## WHAT IS NEEDED:
Scan the listing below. Copy each line that contains "sections".

AVAILABLE DATA below:

PR #214, opened 2019-04-04
🐳 Dockerize ingest app

### LINKED ISSUE #187: Dockerize Ingest App
Ingestion can be executed in a variety of ways using this library. For example, the CLI can be used to run the pipeline that comes with the library or someone could plug in parts of the library into their own ingestion pipeline (i.e. an Airflow DAG, several lambda functions, etc). 

In the near term, ingest jobs will run using the library's built in pipeline. It would be useful to dockerize the CLI based ingest app so that any machine or person wanting to run ingest jobs doesn't have to worry about getting python or setting up any other dependencies. 

To run ingest via the docker container, the machine or user would do something like:
```
docker exec kf-ingest-app (or whatever container name) ingest <package dir>

or 

docker exec kf-ingest-app (or whatever container name) test <package dir>
```
In the near term, the docker container will likely be used to run ingest dry-runs during the continuous integration process (testing) and actual ingest jobs in the continuous deployment process of https://github.com/kids-first/kf-ingest-packages. (More on that later)

znatty22:
Part of #217 and closes #187


tests/data/SD_ME0WME0W/dataset_ingest_config.yml
```diff
@@ -0,0 +1,46 @@
+
```
znatty22: SD_ME0WME0W study is used here to test the docker build during the build stage of CI [here](https://github.com/kids-first/kf-lib-data-ingest-config/blob/e7b893633ce3176260de7e6a27215caacc75e233/aws-ecs-service-type-1/ci-scripts/build_stage/build.sh#L22)

Dockerfile
```diff
@@ -0,0 +1,19 @@
...
+ENV KF_INGEST_APP_MODE production
+
+WORKDIR /app
+
+COPY setup.py requirements.txt /app/
+
+RUN pip install --upgrade pip && \
+    pip install --no-cache-dir -e .
+
+RUN apt-get update && apt-get install -y jq wget && \
```
fiendish: What if the system isn't apt-based?

tests/data/SD_ME0WME0W/dataset_ingest_config.yml
```diff
@@ -0,0 +1,46 @@
...
+    - 'study'
+    - 'study_file'
+    - 'family'
+    - 'participant'
+    - 'family_relationship'
+    - 'diagnosis'
+    - 'phenotype'
+    - 'outcome'
+    - 'biospecimen'
+    - read_group
```
fiendish: Why are some of these wrapped in ' and some not?

tests/data/SD_ME0WME0W/transform_module.py
```diff
@@ -0,0 +1,15 @@
...
+See documentation at
+https://kids-first.github.io/kf-lib-data-ingest/ for information on
+implementing transform_function.
+"""
+
+
+def transform_function(mapped_df_dict):
+    # Expected to return a single merged dataframe
+
+    return list(mapped_df_dict.values())[0]
```
fiendish: lol

Dockerfile
znatty22: Our docker image is built from the base python:3 image which is Debian based

tests/data/SD_ME0WME0W/dataset_ingest_config.yml
znatty22: Idk, I copied and pasted from test_study. I can fix 🛠

Dockerfile
fiendish: ⭕️

tests/data/SD_ME0WME0W/dataset_ingest_config.yml
```diff
@@ -16,9 +16,9 @@ target_service_entities:
     - read_group
```
fiendish: missed one

PR #219, opened 2019-04-08
✅ make test depend less on format

fiendish:


znatty22:
@fiendish I think we can implement these tests later, maybe after you finish the post-transform accounting?

PR #221, opened 2019-04-09
🐛 Fix rogue nulls

znatty22:
Fix unique key generation 
- Only build unique key strings if all required cols are present and the values are not null. 
- For optional cols that are null, use a value of Not Reported in the unique key string

Fix standard to target instance building
- Don't build target instances with a null id


znatty22:
> seems ok. it looks like you addressed it in two places, one downstream of the other. just in case?
Yes addressed two issues, but not just in case. Need both

PR #222, opened 2019-04-10
✨🐛 visibility attribute mirror

### LINKED ISSUE #218: visible==HIDDEN in kf_lib_data_ingest/target_apis/kids_first.py
The mapping for visible fields are all backwards. visible is _not_ hidden.

fiendish:
Get visibility right in transform.
If something is visible, then also record that it's not hidden, and vice versa.

fixes #218

### DIFF
--- a/kf_lib_data_ingest/etl/extract/extract.py
+++ b/kf_lib_data_ingest/etl/extract/extract.py
@@ -7,6 +7,7 @@ from pprint import pformat
 
 import pandas
 
+from kf_lib_data_ingest.common.concept_schema import concept_set
 from kf_lib_data_ingest.common.datafile_readers import read_excel_file
 from kf_lib_data_ingest.common.file_retriever import (
     PROTOCOL_SEP,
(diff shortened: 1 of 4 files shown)


kf_lib_data_ingest/etl/extract/extract.py
```diff
@@ -162,6 +163,27 @@ def _clean_up_df(self, df):
...
+            out_col[out_col.notnull()] = (
+                ~in_col[in_col.notnull()].astype(bool)
+            ).astype(object)
+            return out_col
+
+        for concept in concept_set:
+            if concept.HIDDEN in df and concept.VISIBLE not in df:
+                df[concept.VISIBLE] = flip_col(df[concept.HIDDEN])
+            elif concept.VISIBLE in df and concept.HIDDEN not in df:
+                df[concept.HIDDEN] = flip_col(df[concept.VISIBLE])
```
znatty22: Why do we want create the HIDDEN col if its not present? We only seem to be using VISIBLE in the kids_first.py target api config..

znatty22: Well I guess if we had both HIDDEN and VISIBLE then i see why, but see my comment above about mirroring..

fiendish: Because the target service mapping only allows for a direct map and while _ours_ uses visible, another might not.

PR #227, opened 2019-04-11
✨ Remove need to manually forward config elements

fiendish:
I don't think we should need to manually forward everything we want to use from a config file.

See e.g.

`self.target_concepts = self.contents.target_concepts` in TargetAPIConfig.__init__

### DIFF
--- a/kf_lib_data_ingest/etl/configuration/base_config.py
+++ b/kf_lib_data_ingest/etl/configuration/base_config.py
@@ -29,6 +29,10 @@ class AbstractConfig(ABC):
                 f'{self.config_filepath} failed validation'
             ) from e
 
+    def __getattr__(self, attr):
+        """ Forward attributes from self.contents """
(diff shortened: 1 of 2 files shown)


kf_lib_data_ingest/etl/configuration/base_config.py
```diff
@@ -29,6 +29,10 @@ def __init__(self, filepath, **kwargs):
                 f'{self.config_filepath} failed validation'
             ) from e
 
+    def __getattr__(self, attr):
```
znatty22: This method should prob only in PyModuleConfig bc it will fail for YamlConfig. YamlConfig's contents is a dict

znatty22: Or, you could check the type of contents and if its an attr, then call getattr, if its a dict, then call get?

Issue #27, opened 2018-08-03
Design, implement, test synchronous loader


znatty22:
The loader will receive a set of entity payloads that adhere to a standard schema defined by the target service. The load must be able to create or update entities in the target service. The load must save Kids First IDs upon creation of new entities so that later on, updates can be made. 

The loader is responsible for iterate over the payloads, translating any ID type fields into KF_IDs by looking up the ID in a cache of Kids First IDs, and then submitting the entity payload to the target service.

PR #229, opened 2019-04-11
✨ Load stage (part 1 of several)

### LINKED ISSUE #40: Determine ID caching strategy and format
KF IDs should probably be cached and persisted somewhere, maybe in a file which is persisted on S3.  Should there be one file per study or should all study's IDs be in a JSON file keyed by study and entity. Maybe a format could look like: 

```
study: {
    SD_00001111: {
        participant: {
            Schiffman-01: PT_00001111,
            ....
        } 
    }
}
```

### LINKED ISSUE #186: Add Dry Run Mode for Ingest Pipeline
@fiendish writing up your original idea in an issue ...

We should have a CLI option called something like `dry_run`. When supplied it will cause the ingest pipeline to execute all stages normally except for the load stage. During dry run mode the load stage would not actually send requests to the target service to modify data.

This mode of operation would be used to by:
- the ingest package developer while developing an ingest package for a dataset
- the CI system in https://github.com/kids-first/kf-ingest-packages to perform automated testing for ingest packages

**Load Stage Behavior:**

Note - UID cache (keeps a mapping of the unique id of the entity in the source data to the id assigned to entity by the target service) 

**Create new entity in target service**

Normal operation 
- Send POST with entity payload to the target service
- Update the UID cache with the new record of entity UID from source data, entity ID assigned by target service

Dry run operation
- Write the POST payload to the load stage output 
- Do not update UID cache

**Update existing entity in target service**

Normal operation
- Send PATCH with updated entity payload to the target service

Dry run operation
- Lookup entity's target service ID in UID cache
- Send GET to fetch entity from target service
- Update the entity payload from the GET response
- Save modified payload to load stage output

If someone looks at the load stage output from dry_run mode, they should see a preview of almost exactly what the data to be ingested would look like in the target service.

fiendish:
Part of #27 
closes #186
closes #40


kf_lib_data_ingest/app/cli.py
```diff
@@ -7,10 +7,7 @@
 
 import click
 
-from kf_lib_data_ingest.config import (
-    DEFAULT_TARGET_URL,
-    DEFAULT_LOG_LEVEL
-)
+from kf_lib_data_ingest.config import DEFAULT_LOG_LEVEL, DEFAULT_TARGET_URL
```
znatty22: I thought we agreed on isort multiline output mode of 3 - Vertical Hanging Indent?

kf_lib_data_ingest/common/file_retriever.py
```diff
@@ -6,28 +6,28 @@
 import logging
 import shutil
 import tempfile
-from urllib.parse import (
-    urlparse,
-    urlencode
-)
+from urllib.parse import urlencode, urlparse
```
znatty22: Same comment as above wrt isort

kf_lib_data_ingest/common/file_retriever.py
```diff
@@ -6,28 +6,28 @@
...
-    assert_safe_type,
-    assert_all_safe_type
-)
-from kf_lib_data_ingest.network import (
-    utils,
-    oauth2
+    assert_all_safe_type,
+    assert_safe_type
 )
+from kf_lib_data_ingest.network import oauth2, utils
```
znatty22: Same comment as above wrt isort

kf_lib_data_ingest/etl/load/load.py
```diff
@@ -1,80 +1,372 @@
...
 from urllib.parse import urlparse
 
+import pandas
+import requests
+from requests import RequestException
+from sqlite3worker import Sqlite3Worker, sqlite3worker
+
 from kf_lib_data_ingest.common.errors import InvalidIngestStageParameters
-from kf_lib_data_ingest.common.misc import read_json
+from kf_lib_data_ingest.common.misc import multisplit, requests_retry_session
```
znatty22: Same comment as above wrt isort

kf_lib_data_ingest/etl/load/load.py
```diff
@@ -1,80 +1,372 @@
...
+        :param entity_id: source unique ID for this entity
+        :type entity_id: str
+        :param entity_type: the name of this type of entity
+        :type entity_type: str
+        :param endpoint: which target service endpoint to hit
+        :type endpoint: str
+        :param body: map between entity keys and values
+        :type body: dict
+        :raises RequestException: Unhandled response error from the server
+        :return: The entity that the target service says was created
```
znatty22:
```suggestion
        :return: The entity that the target service says was created or updated
```

kf_lib_data_ingest/app/cli.py
fiendish: isort mode "...defines how from imports wrap **when they extend past the line_length limit**"

znatty22: Oh I see..I think we'll need to update the rest of the code base then at some point. I've been doing vertical hanging indent whenever I have more than 2 imports from a package

fiendish: lol

znatty22: I just like the way it looks 🤷‍♀️

PR #252, opened 2019-04-18
🐳 Docker container clean up after ingest ends

znatty22:
**Problem**
Docker container runs as root user or a user different than Jenkins user. When we run the container in the kf-ingest-packages CI pipeline on Jenkins host, we need to bind mount the kf-ingest-packages/kf_ingest_packages/packages directory into the container. When container is running ingest it writes logs/outputs as root into that bind mounted directory. When Jenkins tries to do its usual clean up it tries to delete the kf-ingest-packages/packages directory which contains logs/outputs that are owned by root.

**Solution**
Update docker container entrypoint so that it optionally cleans up (rm -rf) the ingest package dir after ingest finishes or fails. This is controlled by the CLEANUP env var which will contain the package name to delete. This is used in the CI script for kf-ingest-packages.

### DIFF
--- a/scripts/entrypoint.sh
+++ b/scripts/entrypoint.sh
@@ -23,3 +23,13 @@ if [[ $KF_INGEST_APP_MODE = "production" ]]; then
 fi
 
 kidsfirst "$@"
+
+# During deployment - rm ingest package after ingest completes
+if [[ $CLEANUP ]]; then
+    PACKAGE_DIR="/data/packages/$CLEANUP"
+    if [[ -d $PACKAGE_DIR ]]; then
+        echo "Deleting ingest $PACKAGE_DIR ..."
+        rm -rf $PACKAGE_DIR
+        echo "Complete"
+    fi
+fi
--- a/scripts/entrypoint.sh
+++ b/scripts/entrypoint.sh
@@ -30,15 +30,18 @@ if [[ $? -ne 0 ]]; then
     INGEST_ERROR=1
 fi
 
-# During deployment - rm ingest package after ingest completes
-if [[ $CLEANUP ]]; then
-    INGEST_PACKAGE_DIR="/data/packages/$CLEANUP"
+# If container was run by automated process - rm ingest package after ingest completes
+if [[ "$DELETE_INGEST_PKG" = true ]] && [[ "$INGEST_PKG_TO_DEL" ]]; then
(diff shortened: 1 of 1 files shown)


tests/data/SD_ME0WME0W/ingest_package_config.py
```diff
@@ -19,6 +19,11 @@
     'read_group_genomic_file'
 ]
 
+expected_counts = {
```
fiendish: unrelated

scripts/entrypoint.sh
```diff
@@ -22,4 +22,26 @@ if [[ $KF_INGEST_APP_MODE = "production" ]]; then
...
+    INGEST_ERROR=1
+fi
+
+# During deployment - rm ingest package after ingest completes
+if [[ $CLEANUP ]]; then
+    INGEST_PACKAGE_DIR="/data/packages/$CLEANUP"
+    if [[ -d $INGEST_PACKAGE_DIR ]]; then
+        echo "Start cleanup ..."
+        echo "Deleting ingest package $INGEST_PACKAGE_DIR"
+        rm -rf $INGEST_PACKAGE_DIR
```
fiendish: please quote this variable and put either `set -u` or `set -o nounset` at the start of the file

znatty22: k, will update

fiendish: Also, what if the script wasn't run by docker?

fiendish: Consider...

```
#!/bin/bash

mkdir -p "test"
CLEANUP="foo bar"
touch "test/$CLEANUP"
echo "CLEANING $CLEANUP"
ND="test/$CLEANUP"
rm $ND
echo "done"
```

prints:
> CLEANING foo bar
> rm: test/foo: No such file or directory
> rm: bar: No such file or directory
> done

vs 

```
#!/bin/bash

mkdir -p "test"
CLEANUP="foo bar"
touch "test/$CLEANUP"
echo "CLEANING $CLEANUP"
ND="test/$CLEANUP"
rm "$ND"
echo "done"
```

prints:
> CLEANING foo bar
> done

fiendish: I think that CLEANUP should be passed in as an argument to the script as possible and the check should not be based on whether the environment has something set.

PR #253, opened 2019-04-19
🔒 lock down merges

fiendish:
Until other people are more familiar with the project, I think one of us should be blockers on merging any PRs.

### DIFF
--- a/CODEOWNERS
+++ b/CODEOWNERS
@@ -1,0 +1,6 @@
+*              @fiendish @znatty22 @allisonheath 
+/scripts/      @fiendish @znatty22 @allisonheath @alubneuski
+/.circleci/    @fiendish @znatty22 @allisonheath @alubneuski
+/.dockerignore @fiendish @znatty22 @allisonheath @alubneuski
+/Dockerfile    @fiendish @znatty22 @allisonheath @alubneuski
+/Jenkinsfile   @fiendish @znatty22 @allisonheath @alubneuski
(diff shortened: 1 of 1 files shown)


CODEOWNERS
```diff
@@ -0,0 +1,6 @@
+*              @fiendish @znatty22
```
znatty22:
```suggestion
*              @fiendish @znatty22 @allisonheath 
```

CODEOWNERS
```diff
@@ -0,0 +1,6 @@
+*              @fiendish @znatty22 @allisonheath 
+/scripts/      @fiendish @znatty22 @allisonheath @alubneuski
```
znatty22: Is including `@fiendish @znatty22 @allisonheath` in lines after `*` repetitive? Since `*` says require review for everything in the repo?

znatty22: Also, I made a new team. You can replace all occurrences of`@fiendish @znatty22 @allisonheath` with `@kids-first/data-ingest`

fiendish: > Is including @fiendish @znatty22 @allisonheath in lines after * repetitive?

I don't think so, because the template for the owners file says that subsequent overlapping rules override prior settings.

fiendish: Though I guess if I switch the line order then maybe.

fiendish:
@znatty22 I also switched @alubneuski  to @kids-first/devops, so devops will need team write access to the repo too.

CODEOWNERS
znatty22: k 👍

PR #373, opened 2024-03-23
SPI workingwithout DMA

g0nz4I0:
Allow to use SPI without having to worry about cache, ideal for interfacing with dummy slaves like ICs such as the IMU or LTC6810.

Note that the last changes on the SPI rework broke the use without DMA, this PR fixes it.

:warning:
 CHANGES ARE NEEDED IN TEMPLATE PROJECT, SPECIFICALLY TO ENABLE/DISABLE DMA for SPI.
Otherwise it will not compile.
:warning:


g0nz4I0:
This merge was tested using a phantom branch combining MPU and this changes. The code was run on the LCU and worked like before.

PR #377, opened 2024-04-13
now spi recovers from a bus collision

ricardochust:
added a recovery in case of a bus collision while recovering from an error on the slave


g0nz4I0:
LGTM, if you still experience issues with SPI consider checking the speed of the pins

g0nz4I0 (approved):

1kerProg (approved):

PR #378, opened 2024-04-24
Keepalives fix

ricardochust:
Need a few changes in lwipopts.h on any project:

1. #define LWIP_TCP_KEEPALIVE 1


g0nz4I0:
LWIP config never dissapoints. but dont use hardcoded values (I know it is on draft, but still)

PR #379, opened 2024-05-08
dont trigger ErrorHandler if SPI transmission fails

g0nz4I0:
ErrorHandler should only occur with serious issues, this doesn't qualify as one.


ricardochust:
Looks good. I don t remember if the HAL_SPI_Transmit had any serious errors though, i will imagine that is not the case. Check it out if you haven t already so we don t end with an unhandled error that disables SPI.

g0nz4I0:
The problem with this is that in the BMS-LIB SPI transmit is called within an Interrupt Handler, therefore sometimes the resource is locked and returns.

In general I think that in Release Builds a lot of ErrorHandler checks could be omitted

1kerProg (approved):

PR #382, opened 2024-05-13
Control block + fix of TimeAcummulation + adc pointer to peripheral data

ricardochust:
Bandaid to temporary solve the problem of Boundary copy on the add_protection macro in combination of the TimeAcummulation calculating out of the Protection handler. The fix makes the TimeAcummulation copies share a pointer to the result of the calculation. No more than one copy of the boundary should ever run the process function. (The check function can be run by any copy without any major trouble).

Added a fixed moving average to work directly with the adc reads (can put any amount of bits in the decimal part of the fixed point data as part of the template argument, and may do so to not lose decimal data). 

Added float versions of the derivator and integrator. Need to be polished on a future update so its part of the template, but for retrocompatibility shake its a different class altogether for now. 

Can get a pointer to the data that the DMA saves on the ADC peripheral to direct access its value without any copy or processing. This also means that any processing (including the shift for the 12 bit ADCs) must be done by the user instead.


jmaralo:
Will be merged with `development_minor_changes`

PR #393, opened 2024-06-16
time config now working on runes

ricardochust:
Lets you configure on runes what timer should be high, mid or global, or even disable them by putting nullptr on the respective pointer (or leaving the set empty for the high timers)

For any project that copied the template before this patch, it is needed to add on runes the next lines, on line 144:`
```
TIM_HandleTypeDef* Time::global_timer = &htim2;
set<TIM_HandleTypeDef*> Time::high_precision_timers = {&htim5, &htim24};
TIM_HandleTypeDef* Time::mid_precision_timer = &htim23;
```

This is the standard configuration used before this patch.


g0nz4I0 (changes requested):
LGTM, but when using for each loops with `auto` use `&` to prevent unnecessary copies, in this case it is not expensive to copy and I guess it works just fine so no big deal.

g0nz4I0 (approved):

PR #412, opened 2024-09-13
Feature/compiles without warnings

g0nz4I0:
Add `-Werror` option to C++ compilation,
additionally added `-Wall` and `-Wpedantic` compiler flags to C++ compilation.

Changed the code to make it compliant with these compiler settings, the changes involve mostly replacing `void*` with `uint8_t*` and fixing `-Wreorder` warnings.

Also removed `[[nodiscard]]` attribute from RingBuffer impl.

Fixed some other warnings.

### DIFF
--- a/CMakeLists.txt
+++ b/CMakeLists.txt
@@ -68,9 +68,13 @@ target_compile_options(${LIBRARY} PUBLIC
   -ffunction-sections
   -fdata-sections
   -fno-exceptions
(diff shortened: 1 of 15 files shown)


jmaralo:
Also fixed two more warnings:

* Warning when making a temporal ip address variable that was copied into a memory location allocated using strlen (without taking into acount the null terminator)

PR #414, opened 2024-10-18
Fw-74 Added Pin model for memory structure abstraction

jorgesg82:


Inc/HALALMock/Services/SharedMemory/SharedMemory.hpp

End of AVAILABLE DATA.

## SOLUTION FOR THIS EXERCISE:
   -ffunction-sections
   -fdata-sections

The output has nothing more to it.